Top of Supplied records
PR #10657, opened 2019-09-27
Editor: update component rendering method and add a11y props

ecraig12345:
#### Pull request checklist

#### Description of changes

Fix the React invariant error that prevented edited examples from rendering: I think this was happening because we were mixing bundled React and global React. To fix...
-  Instead of including a call to the global `ReactDOM.render()` in the transformed/eval'd example, wrap the example in a function which returns the component. That component is passed up to parents using a callback and rendered normally (using bundled or global React as the app prefers).
- In the website, always bundle React rather than loading from CDN (even in serve mode, for more realistic testing) 

Also add an aria label and accessibility help URL for the editor, per https://github.com/Microsoft/monaco-editor/wiki/Accessibility-Guide-for-Integrators .

###### Microsoft Reviewers: [Open in CodeFlow](http://wpcp.azurewebsites.net/CodeFlowProtocolProxy2.php?pullrequest=https://github.com/OfficeDev/office-ui-fabric-react/pull/10657)


packages/tsx-editor/README.md
```diff
@@ -27,7 +27,7 @@ If the user's browser can't support the editor (mainly IE 11 and some mobile bro
 Any project consuming `@uifabric/tsx-editor` should follow the Webpack and runtime configuration instructions from the [`@uifabric/monaco-editor` readme](https://github.com/OfficeDev/office-ui-fabric-react/blob/master/packages/monaco-editor/README.md). Note that the helpers used are re-exported from this package for convenience:
 
 - `addMonacoWebpackConfig`: import from `@uifabric/tsx-editor/scripts/addMonacoWebpackConfig`
-- `configureEnvironment` and `IMonacoConfig`: import from `@uifabric/tsx-editor`
+- `configureEnvironment` and `IMonacoConfig`: import from `@uifabric/tsx-editor/lib/index-min`
```
dzearing: this seems like not an improvement. Can we avoid suggesting to import path based things?

packages/example-app-base/src/components/ExampleCard/ExampleCard.tsx
```diff
@@ -195,21 +188,33 @@ export class ExampleCardBase extends React.Component<IExampleCardProps, IExample
...
-        <CustomizerContext.Provider value={{ customizations: { settings: {}, scopedSettings: {} } }}>
-          <Customizer {...this._activeCustomizations}>
-            <ThemeProvider scheme={_schemes[this.state.schemeIndex]}>
-              <Stack styles={regionStyles}>{content}</Stack>
-            </ThemeProvider>
-          </Customizer>
-        </CustomizerContext.Provider>
-      );
+  // tslint:disable-next-line:member-ordering
+  private _getPreviewComponent = memoizeFunction(
```
kenotron: For memoizing React Functional Components, I think we should be switching to React.memo these days

ecraig12345: I'm not sure React.memo would work in this case?

packages/tsx-editor/README.md
ecraig12345: tsx-editor is kind of a special case because the normal `index` file exports all the public APIs, including lower-level ones which directly import Monaco. So other packages shouldn't directly import from that file because:
1. It greatly increases bundle size (Monaco is huge)
2. It will break Jest tests, even if the editor isn't instantiated (Monaco uses ES modules, which Jest *still* hasn't added support for, so even trying to parse it makes Jest blow up)

My solution to this was to make a separate `index-min` file which doesn't reference Monaco aside from types, but I'm open to other suggestions--maybe reversing it somehow, but I'm not sure what the new file should be called (`index-max` just sounds silly).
Bottom of Supplied records
» **Directions**
Locate the lines above that hold the word "rendering". Show every one of them.

» **Answer box**
Editor: update component rendering method and add a11y props
Fix the React invariant error that prevented edited examples from rendering: I think this was happening because we were mixing bundled React and global React. To fix...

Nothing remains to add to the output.